#### Data listing

Issue #657, opened 2020-05-15
Switch Component requires two clicks to change checked state.


aaroncalderon:
## 🐛 Bug Report

When implementing the Switch component, it requires two clicks to change the checked state/value.

## To Reproduce

See CodeSandbox.io [Use Case: Workday Canvas-kit Switch](https://codesandbox.io/s/use-case-workday-canvas-kit-switch-0np5l), click on the switch component until it changes state several times from false to true and from true to false.

## Expected Behavior

As per your documentation only one click is required to change state.

## Actual Results

The component must be clicked twice to change checked state.

## Browser (if applicable)

Chrome

## Link to repl or repo (highly encouraged)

########

▸ **Problem details**
Report all lines in the records that include the string "requires".

▸ **Exercise output**
Switch Component requires two clicks to change checked state.
When implementing the Switch component, it requires two clicks to change the checked state/value.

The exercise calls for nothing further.